Inwiefern die etwas fachfremden Aktivitäten von Eon als Reiseveranstalter dabei tatsächlich justiziabel sind, werden die laufenden Ermittlungen der Staatsanwaltschaft zeigen. Moralisch haben die betroffenen Kommunalpolitiker allerdings auf jeden Fall einen Offenbarungseid geleistet. Es ist höchste Zeit, dass der Gesetzgeber endlich eindeutige Grenzen zieht und festlegt, wo Korruption anfängt und welche - möglichst empfindlichen - Strafen sie für Geber wie Nehmer zur Folge hat.
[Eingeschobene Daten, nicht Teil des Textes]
PR #5859, opened 2021-04-29
feat: Cursors loaded from Gtk display theme. Support for more cursors on Gtk.

### LINKED ISSUE #5851: [Gtk] Support for more cursor types
Support for more cursors such as `SizeNortheastSouthwest`, `SizeWestEast`, `IBeam`,....

## Why is this needed:
For consistent user experience with native Gtk and UWP applications.
For example, when resizing columns in a `DataGrid` control, `SizeWestEast` makes more sense than a simple `Arrow`.

## For which Platform:

- [ ] iOS
- [ ] Android
- [ ] WebAssembly
- [ ] macOS
- [ ] Skia
  - [ ] WPF
  - [x] GTK (Linux)
  - [ ] Tizen
- [ ] Windows
- [ ] Build tasks
- [ ] Solution Templates

It seems that Uno is currently creating cursors based on `gdk_cursor_new ()`, which is [deprecated](https://developer.gnome.org/gdk3/stable/gdk3-Cursors.html#gdk-cursor-new) and should be replaced by [`gdk_cursor_new_for_display()`](https://developer.gnome.org/gdk3/stable/gdk3-Cursors.html#gdk-cursor-new-for-display). This function is both newer and has more pointers available.

trungnt2910:
GitHub Issue (If applicable): closes #5851

## PR Type
- Feature

Many `CoreCursorTypes` aren't supported. They use the default `Arrow`, which may be confusing sometimes.
Screenshot from 2021-04-30 01-04-46

## What is the new behavior?
screenshots

All cursor types are supported, except Arrow with Pin and Arrow with People symbols.

## PR Checklist

## Other information

### DIFF
--- a/src/Uno.UI.Runtime.Skia.Gtk/UI/Core/CursorExtensions.cs
+++ b/src/Uno.UI.Runtime.Skia.Gtk/UI/Core/CursorExtensions.cs
@@ -5,6 +5,7 @@ using System.Text;
 using System.Threading.Tasks;
 using Gdk;
 using Windows.UI.Core;
+using Uno.UI.Runtime.Skia.GTK.UI.Core;
 
 namespace Uno.UI.Runtime.Skia.GTK.Extensions
 {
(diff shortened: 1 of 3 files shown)


src/Uno.UI.Runtime.Skia.Gtk/UI/Core/CursorExtensions.cs
```diff
@@ -5,45 +5,101 @@
...
-					CoreCursorType.Arrow => CursorType.Arrow,
-					CoreCursorType.Cross => CursorType.Cross,
-					CoreCursorType.Hand => CursorType.Hand1,
-					CoreCursorType.Help => CursorType.QuestionArrow,
-					CoreCursorType.SizeAll => CursorType.Sizing,
-					CoreCursorType.Wait => CursorType.Watch,
-					_ => CursorType.Arrow,
-				};
+			CoreCursorType cursorType;
+			if (cursor == Cursors.Wait)
```
jeromelaban, line 17: Is there a reason you could not use the switch expression syntax ?

jeromelaban (commented):
Thanks for your contribution!

src/Uno.UI.Runtime.Skia.Gtk/UI/Core/CursorExtensions.cs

Geschieht dies nicht, wird trotz aller Skandale die politische Landschaftspflege weiter zum Tagesgeschäft nicht nur, aber eben auch und gerade der Energiewirtschaft zählen. Was Wunder: Für die Konzerne geht es um viel Geld, das sie verlieren könnten, wenn ihre monopolartige Stellung auf dem deutschen Energiemarkt gebrochen würde. Die netten Trips, die Eon für die Aufsichtsräte ihrer besten Kunden, die kommunalen Gasversorger, organisierte, sind nur die Spitze des Eisbergs.

Immerhin ist bislang noch nicht bekannt geworden, dass Eon zur Geschäftsförderung auch zu jenen schmierigen Mitteln greift, die bei Unternehmen wie der russischen Gazprom üblich sind, an der der Essener Konzern beteiligt ist. Das zumindest ist eine gute Nachricht.